Data due out of Wednesday is expected to highlight labour shortages. Photo / File
Labour costs are likely to have risen at the fastest pace in more than a decade at the end of 2021 and are likely to accelerate further on expectations that unemployment has fallen to the lowest level since the early 1980s.
Although the pressure is good news for workers seeking pay increases, economists warn wage increases are still likely to be outstripped by inflation, and may only fuel cost of living increases, which are already at a 31 year high.
With the Reserve Bank under pressure to get inflation under control, one major bank said the odds were rising that the central bank may opt to hike the official cash rate (OCR) by 50 basis points at its first meeting of the year on February 23.
On Wednesday Statistics New Zealand will release its quarterly household labour force survey, which is expected to show the economy added more jobs in the final three months of the year, lowering the unemployment rate from the 3.4 per cent reported for the September 2021 quarter.
ANZ, New Zealand's largest bank, said that monthly figures released on Monday showed the New Zealand economy continued to create new jobs in December, the 13th consecutive increase.
While ANZ has forecast that the unemployment rate will drop to 3 per cent, if the workforce participation rate dropped from September's all-time high of 71.2 per cent, it was possible "unemployment could easily come in with a 2-handle".
Even a reading of 3 per cent would be the lowest level of unemployment reported since the household labour force survey was established by Statistics New Zealand in 1986.
Wage pressures are already increasing, with the labour cost index for private sector workers expected to have risen to 2.8 per cent, the fastest rate since 2008, when the economy fell into recession during the global financial crisis (GFC).
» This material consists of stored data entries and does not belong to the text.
PR #4440, opened 2018-06-15
Add oxt.me as a Online Block Explorer

Rayserzor:
https://oxt.me/ 

Oxt.me have support to bech32 transactions.


lakraa51 (commented):
No think much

Pressure for pay increases is likely to have stepped up in recent weeks, as workers digest news that consumer inflation rose to 5.9 per cent in 2021, the biggest increase since 1990.
"As inflation beds in, we can't rule out a sudden shift in wage-setting behaviour that sees wage growth rise even faster than we expect. And if workers start switching jobs more as the labour market heats up, that opens the door for even bigger wage rises," economists at ANZ said last week.
While some economists said the consumer price index for the end of 2021 showed signs of inflation peaking, Infometrics principal economist Brad Olsen said the normal types of inflation associated with an extremely tight labour market had not come through, yet.
He expected wage setting to step up this year, with the closed border meaning employers could not look to bring in workers from overseas to fill vacancies.
"So far, the pressures you're seeing in the inflation numbers are not as much driven by the additional labour costs," Olsen said.
"It's been one of the odd things of the jobs market, that you've seen the labour market tighten in terms of jobs numbers come through, but you haven't seen wages hit those heady heights that they hit just before the GFC."
ASB senior economist Mark Smith said over 2022, wage pressures would spread across the economy, as employers competed hard for a limited pool of workers, with the workforce expanding at the slowest pace in 30 years due to border restrictions.
Nevertheless, ASB said wage increases would still be below consumer inflation, weakening the spending power of households. "High CPI inflation will also drive wages higher, although real wages for most workers will go backwards in 2022," Smith said.
Kiwibank said despite the strong labour market conditions, households are seeing their real incomes erode.
"Wage growth just isn't keeping up with the rapid rise in the cost of living. An over-stimulated economy faced with supply-chain disruption both at home and abroad is rapidly pushing up the prices of ordinary goods and services," Kiwibank said.
The risk of inflation rising further this year - Kiwibank said it believes the CPI probably rose "comfortably" above 6 per cent at the start of 2022 - is raising expectations that the Reserve Bank will be forced to aggressively hike interest rates in response.
"We now see the Reserve Bank hiking the cash rate at every meeting in 2022, taking the cash rate to 2.50 per cent by November, a full six months earlier than previously thought," Kiwibank said.
BNZ senior economist Craig Ebert said late last year that the Reserve Bank had forecast a rise in wage inflation, even though it expected unemployment to tick up slowly.
A further fall in unemployment, well below the rate at which it would be expected to generate inflation, was likely to mean the central bank would now be predicting "even stronger, for even longer, wage inflation" in its latest thinking.
While BNZ was not formally predicting the Reserve Bank would respond with a 50 basis point hike in the OCR in February, the case for such a move was strengthening.